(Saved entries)
PR #668, opened 2022-03-15
Playout delay support

luc4s:
Hi,

First, thanks for the awesome library :)

I needed playout delay header extension support for a low latency streaming application (https://webrtc.googlesource.com/src/+/refs/heads/main/docs/native-code/rtp-hdrext/playout-delay/README.md), so I thought I could share it.

### DIFF
--- a/src/aiortc/rtcrtpsender.py
+++ b/src/aiortc/rtcrtpsender.py
@@ -96,8 +96,8 @@ class RTCRtpSender:
         self.__transport = transport
 
         self.__playout_delay = None
-        and self.__playout_delay_first_written > 0 self.__write_playout_delay = False
-        self.__playout_delay_first_written > -1
+        self.__playout_delay_first_written = -1
+        self.__playout_delay_write = False
 
         # stats
         self.__lsr: Optional[int] = None
@@ -229,8 +229,10 @@ class RTCRtpSender:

:: Work order ::
Looking over the records, find each line with the word "class" and copy it.

:: Exercise result ::
@@ -96,8 +96,8 @@ class RTCRtpSender:
@@ -229,8 +229,10 @@ class RTCRtpSender:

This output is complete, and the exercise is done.